■ Required work
The answer must consist of each line below that holds the word "latest", copied as it stands.
____ Information supplied
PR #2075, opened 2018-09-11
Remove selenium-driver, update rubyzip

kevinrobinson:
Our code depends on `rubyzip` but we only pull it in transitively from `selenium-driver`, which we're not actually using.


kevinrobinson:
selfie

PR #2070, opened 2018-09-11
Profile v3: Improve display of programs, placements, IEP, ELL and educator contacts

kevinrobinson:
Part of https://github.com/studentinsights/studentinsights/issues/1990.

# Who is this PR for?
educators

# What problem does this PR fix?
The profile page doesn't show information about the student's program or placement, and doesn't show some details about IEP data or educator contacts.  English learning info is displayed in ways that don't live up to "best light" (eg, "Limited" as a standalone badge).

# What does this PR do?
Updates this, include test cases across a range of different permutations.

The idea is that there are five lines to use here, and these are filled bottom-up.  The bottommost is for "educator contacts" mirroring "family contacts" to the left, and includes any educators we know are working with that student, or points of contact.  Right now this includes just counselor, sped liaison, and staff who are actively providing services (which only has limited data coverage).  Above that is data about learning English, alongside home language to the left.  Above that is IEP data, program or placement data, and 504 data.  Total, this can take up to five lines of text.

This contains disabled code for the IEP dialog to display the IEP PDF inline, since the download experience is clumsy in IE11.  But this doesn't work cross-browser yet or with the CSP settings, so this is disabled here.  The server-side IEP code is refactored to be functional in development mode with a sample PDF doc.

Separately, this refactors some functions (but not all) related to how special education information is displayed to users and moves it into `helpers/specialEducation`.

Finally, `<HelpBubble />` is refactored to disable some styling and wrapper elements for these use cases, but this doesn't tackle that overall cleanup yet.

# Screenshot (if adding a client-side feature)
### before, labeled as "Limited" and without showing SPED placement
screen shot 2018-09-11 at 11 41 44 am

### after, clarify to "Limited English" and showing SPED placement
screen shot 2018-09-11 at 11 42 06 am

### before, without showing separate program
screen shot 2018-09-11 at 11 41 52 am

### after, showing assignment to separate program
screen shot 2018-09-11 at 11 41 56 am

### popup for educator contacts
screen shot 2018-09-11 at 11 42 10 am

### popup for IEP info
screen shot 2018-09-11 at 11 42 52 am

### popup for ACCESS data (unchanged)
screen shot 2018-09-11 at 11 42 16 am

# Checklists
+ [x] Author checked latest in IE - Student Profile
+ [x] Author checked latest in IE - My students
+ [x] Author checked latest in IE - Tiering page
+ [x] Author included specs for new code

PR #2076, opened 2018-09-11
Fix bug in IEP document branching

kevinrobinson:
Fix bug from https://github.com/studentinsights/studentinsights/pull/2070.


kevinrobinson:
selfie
________
____ Information supplied
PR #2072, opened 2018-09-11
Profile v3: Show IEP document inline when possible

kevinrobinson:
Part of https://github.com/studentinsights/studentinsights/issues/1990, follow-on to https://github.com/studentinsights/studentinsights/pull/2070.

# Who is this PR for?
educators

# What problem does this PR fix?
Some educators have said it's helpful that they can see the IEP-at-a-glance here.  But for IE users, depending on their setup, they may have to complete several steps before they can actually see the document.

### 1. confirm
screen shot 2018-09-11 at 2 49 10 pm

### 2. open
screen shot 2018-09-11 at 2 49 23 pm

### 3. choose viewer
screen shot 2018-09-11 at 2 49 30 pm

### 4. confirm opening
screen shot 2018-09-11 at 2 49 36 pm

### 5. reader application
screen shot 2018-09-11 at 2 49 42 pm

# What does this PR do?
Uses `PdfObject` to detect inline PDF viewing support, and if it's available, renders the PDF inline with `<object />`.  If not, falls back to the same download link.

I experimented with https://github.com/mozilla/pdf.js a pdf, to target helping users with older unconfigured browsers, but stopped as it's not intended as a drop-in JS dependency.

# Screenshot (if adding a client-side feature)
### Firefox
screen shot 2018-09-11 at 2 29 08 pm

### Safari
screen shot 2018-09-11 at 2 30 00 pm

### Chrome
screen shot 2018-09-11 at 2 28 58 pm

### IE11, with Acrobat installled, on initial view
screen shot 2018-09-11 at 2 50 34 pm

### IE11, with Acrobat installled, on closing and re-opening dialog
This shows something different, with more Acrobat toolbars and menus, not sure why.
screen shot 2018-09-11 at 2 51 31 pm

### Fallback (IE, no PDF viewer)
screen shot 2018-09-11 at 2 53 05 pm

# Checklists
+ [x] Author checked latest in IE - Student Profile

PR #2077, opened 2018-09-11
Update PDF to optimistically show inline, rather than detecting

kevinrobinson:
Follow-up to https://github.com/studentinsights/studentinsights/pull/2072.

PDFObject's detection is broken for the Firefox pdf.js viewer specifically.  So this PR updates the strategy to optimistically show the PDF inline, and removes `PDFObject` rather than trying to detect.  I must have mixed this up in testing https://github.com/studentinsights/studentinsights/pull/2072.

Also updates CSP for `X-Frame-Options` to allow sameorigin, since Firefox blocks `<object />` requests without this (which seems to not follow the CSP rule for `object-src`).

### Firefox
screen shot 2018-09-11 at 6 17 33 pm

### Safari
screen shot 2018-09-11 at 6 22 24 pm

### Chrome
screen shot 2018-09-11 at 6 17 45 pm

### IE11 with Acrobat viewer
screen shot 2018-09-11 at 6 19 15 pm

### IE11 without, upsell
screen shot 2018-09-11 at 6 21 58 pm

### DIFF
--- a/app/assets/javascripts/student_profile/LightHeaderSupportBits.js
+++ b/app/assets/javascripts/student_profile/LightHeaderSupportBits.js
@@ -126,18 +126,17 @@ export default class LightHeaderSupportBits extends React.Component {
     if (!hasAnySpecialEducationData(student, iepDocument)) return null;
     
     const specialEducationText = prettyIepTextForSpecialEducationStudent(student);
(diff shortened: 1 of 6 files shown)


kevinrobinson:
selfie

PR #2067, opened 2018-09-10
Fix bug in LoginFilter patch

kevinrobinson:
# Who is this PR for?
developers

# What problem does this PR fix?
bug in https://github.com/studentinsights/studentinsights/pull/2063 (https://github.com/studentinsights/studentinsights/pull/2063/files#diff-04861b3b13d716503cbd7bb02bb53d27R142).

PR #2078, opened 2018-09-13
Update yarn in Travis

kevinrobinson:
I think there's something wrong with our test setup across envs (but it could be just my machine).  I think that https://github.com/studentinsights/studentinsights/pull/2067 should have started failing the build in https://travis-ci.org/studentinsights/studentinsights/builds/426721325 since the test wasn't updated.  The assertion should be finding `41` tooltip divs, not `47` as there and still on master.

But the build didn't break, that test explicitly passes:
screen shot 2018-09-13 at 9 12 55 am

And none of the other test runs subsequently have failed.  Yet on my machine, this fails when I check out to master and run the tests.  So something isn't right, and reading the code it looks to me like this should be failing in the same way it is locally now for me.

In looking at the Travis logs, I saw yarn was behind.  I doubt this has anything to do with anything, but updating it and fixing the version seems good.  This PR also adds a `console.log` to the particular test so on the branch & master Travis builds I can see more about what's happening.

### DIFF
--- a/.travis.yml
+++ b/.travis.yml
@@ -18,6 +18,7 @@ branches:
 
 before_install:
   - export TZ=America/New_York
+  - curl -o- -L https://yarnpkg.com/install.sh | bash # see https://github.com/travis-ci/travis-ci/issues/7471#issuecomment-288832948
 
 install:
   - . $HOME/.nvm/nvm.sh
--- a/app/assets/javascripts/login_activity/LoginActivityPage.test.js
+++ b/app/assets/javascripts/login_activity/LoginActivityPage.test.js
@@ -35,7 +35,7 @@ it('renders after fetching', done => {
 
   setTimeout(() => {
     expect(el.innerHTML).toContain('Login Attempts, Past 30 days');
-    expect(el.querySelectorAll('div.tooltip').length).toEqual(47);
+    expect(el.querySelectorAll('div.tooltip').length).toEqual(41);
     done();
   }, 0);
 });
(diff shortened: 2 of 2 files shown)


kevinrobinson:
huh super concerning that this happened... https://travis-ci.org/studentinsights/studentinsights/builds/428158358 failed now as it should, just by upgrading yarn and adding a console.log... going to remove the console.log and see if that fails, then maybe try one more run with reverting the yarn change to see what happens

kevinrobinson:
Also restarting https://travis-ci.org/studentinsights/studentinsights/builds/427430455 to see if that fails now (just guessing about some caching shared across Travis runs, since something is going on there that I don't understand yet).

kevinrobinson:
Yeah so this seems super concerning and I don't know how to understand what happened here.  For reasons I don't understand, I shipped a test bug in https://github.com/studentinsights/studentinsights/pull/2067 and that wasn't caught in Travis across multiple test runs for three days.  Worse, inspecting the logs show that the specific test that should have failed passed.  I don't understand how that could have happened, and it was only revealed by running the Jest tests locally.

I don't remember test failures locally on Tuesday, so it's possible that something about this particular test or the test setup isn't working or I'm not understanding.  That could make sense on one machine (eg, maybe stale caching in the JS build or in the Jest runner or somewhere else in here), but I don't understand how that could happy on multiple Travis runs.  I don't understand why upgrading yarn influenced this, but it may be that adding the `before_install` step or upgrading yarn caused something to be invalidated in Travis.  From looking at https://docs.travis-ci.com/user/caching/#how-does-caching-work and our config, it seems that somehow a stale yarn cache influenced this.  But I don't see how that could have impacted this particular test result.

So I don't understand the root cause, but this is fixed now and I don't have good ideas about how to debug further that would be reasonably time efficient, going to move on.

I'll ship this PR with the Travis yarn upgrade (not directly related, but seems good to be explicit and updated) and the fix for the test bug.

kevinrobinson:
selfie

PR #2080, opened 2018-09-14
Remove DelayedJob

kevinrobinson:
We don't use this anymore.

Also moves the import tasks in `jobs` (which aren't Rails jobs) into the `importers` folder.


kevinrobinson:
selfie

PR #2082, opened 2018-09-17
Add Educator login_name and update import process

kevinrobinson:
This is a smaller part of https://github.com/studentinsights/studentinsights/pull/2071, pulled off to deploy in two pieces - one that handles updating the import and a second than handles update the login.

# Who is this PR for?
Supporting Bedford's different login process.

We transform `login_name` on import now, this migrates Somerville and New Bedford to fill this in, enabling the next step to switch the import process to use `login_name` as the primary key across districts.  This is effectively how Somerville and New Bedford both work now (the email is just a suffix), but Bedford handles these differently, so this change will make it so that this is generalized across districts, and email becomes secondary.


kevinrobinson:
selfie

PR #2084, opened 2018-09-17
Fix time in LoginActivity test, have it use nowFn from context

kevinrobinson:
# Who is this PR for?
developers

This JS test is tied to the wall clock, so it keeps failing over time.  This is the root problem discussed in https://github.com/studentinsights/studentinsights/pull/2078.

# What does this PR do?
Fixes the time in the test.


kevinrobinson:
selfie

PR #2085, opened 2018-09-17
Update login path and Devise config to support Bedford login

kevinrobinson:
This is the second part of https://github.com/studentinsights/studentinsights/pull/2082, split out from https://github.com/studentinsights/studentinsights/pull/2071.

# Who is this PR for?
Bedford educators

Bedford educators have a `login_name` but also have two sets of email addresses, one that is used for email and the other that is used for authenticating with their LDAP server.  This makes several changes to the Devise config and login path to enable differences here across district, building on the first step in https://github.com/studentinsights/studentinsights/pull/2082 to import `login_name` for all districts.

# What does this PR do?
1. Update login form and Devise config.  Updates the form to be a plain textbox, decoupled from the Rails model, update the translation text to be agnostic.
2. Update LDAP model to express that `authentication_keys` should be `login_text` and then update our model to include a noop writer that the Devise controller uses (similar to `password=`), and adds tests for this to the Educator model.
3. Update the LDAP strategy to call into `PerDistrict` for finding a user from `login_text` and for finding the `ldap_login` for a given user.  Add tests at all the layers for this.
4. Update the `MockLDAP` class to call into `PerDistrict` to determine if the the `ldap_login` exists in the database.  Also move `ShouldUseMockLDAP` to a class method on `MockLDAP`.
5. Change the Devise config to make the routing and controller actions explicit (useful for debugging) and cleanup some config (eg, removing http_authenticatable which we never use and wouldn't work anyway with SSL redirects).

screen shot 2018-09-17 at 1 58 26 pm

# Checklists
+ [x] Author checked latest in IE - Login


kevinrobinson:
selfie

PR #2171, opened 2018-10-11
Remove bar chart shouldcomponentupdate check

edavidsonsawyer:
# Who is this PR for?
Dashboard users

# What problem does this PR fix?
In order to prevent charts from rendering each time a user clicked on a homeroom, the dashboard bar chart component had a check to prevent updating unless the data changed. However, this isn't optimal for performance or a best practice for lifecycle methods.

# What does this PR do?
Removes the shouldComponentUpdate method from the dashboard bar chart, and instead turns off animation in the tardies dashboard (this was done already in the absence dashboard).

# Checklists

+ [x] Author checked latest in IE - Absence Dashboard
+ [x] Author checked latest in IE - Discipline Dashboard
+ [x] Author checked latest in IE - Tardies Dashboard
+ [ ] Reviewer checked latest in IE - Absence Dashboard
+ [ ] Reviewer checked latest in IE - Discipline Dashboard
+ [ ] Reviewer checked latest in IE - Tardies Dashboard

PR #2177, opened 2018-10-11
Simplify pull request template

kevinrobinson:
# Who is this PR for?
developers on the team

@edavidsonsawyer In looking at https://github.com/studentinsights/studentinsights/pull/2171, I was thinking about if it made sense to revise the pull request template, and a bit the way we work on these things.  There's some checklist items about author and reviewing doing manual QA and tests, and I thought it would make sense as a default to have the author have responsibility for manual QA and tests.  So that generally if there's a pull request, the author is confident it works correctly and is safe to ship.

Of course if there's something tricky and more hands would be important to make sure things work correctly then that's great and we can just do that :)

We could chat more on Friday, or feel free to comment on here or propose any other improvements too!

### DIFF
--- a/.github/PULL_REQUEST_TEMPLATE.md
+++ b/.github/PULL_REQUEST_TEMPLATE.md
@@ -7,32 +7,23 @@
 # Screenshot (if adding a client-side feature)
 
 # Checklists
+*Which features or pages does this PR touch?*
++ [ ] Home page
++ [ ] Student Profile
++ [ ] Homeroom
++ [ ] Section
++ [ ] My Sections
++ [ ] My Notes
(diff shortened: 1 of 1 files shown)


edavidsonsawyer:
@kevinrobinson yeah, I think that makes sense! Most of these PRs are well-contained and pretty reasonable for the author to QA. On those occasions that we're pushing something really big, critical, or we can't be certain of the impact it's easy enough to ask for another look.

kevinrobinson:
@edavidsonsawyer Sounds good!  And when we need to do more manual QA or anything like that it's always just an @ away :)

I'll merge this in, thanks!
________
____ Information supplied
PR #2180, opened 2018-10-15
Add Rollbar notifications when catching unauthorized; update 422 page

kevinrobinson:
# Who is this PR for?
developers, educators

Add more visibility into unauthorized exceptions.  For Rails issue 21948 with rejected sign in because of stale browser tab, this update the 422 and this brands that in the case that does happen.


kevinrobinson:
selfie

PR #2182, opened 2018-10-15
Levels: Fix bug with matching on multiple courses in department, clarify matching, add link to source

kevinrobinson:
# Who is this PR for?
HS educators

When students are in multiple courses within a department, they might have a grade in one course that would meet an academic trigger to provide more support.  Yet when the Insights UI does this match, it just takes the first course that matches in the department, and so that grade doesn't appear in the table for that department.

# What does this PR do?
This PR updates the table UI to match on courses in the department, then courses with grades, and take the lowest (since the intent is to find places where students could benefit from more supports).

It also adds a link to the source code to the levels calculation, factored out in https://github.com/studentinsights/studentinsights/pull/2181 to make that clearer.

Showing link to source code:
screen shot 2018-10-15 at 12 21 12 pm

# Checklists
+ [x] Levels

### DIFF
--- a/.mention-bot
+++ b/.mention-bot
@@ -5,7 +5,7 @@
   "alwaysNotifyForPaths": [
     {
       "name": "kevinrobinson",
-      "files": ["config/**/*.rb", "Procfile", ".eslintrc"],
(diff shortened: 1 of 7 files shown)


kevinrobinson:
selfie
________
■ Result of this task
+ [x] Author checked latest in IE - Student Profile
+ [x] Author checked latest in IE - My students
+ [x] Author checked latest in IE - Tiering page
+ [x] Author checked latest in IE - Student Profile
+ [x] Author checked latest in IE - Login
+ [x] Author checked latest in IE - Absence Dashboard
+ [x] Author checked latest in IE - Discipline Dashboard
+ [x] Author checked latest in IE - Tardies Dashboard
+ [ ] Reviewer checked latest in IE - Absence Dashboard
+ [ ] Reviewer checked latest in IE - Discipline Dashboard
+ [ ] Reviewer checked latest in IE - Tardies Dashboard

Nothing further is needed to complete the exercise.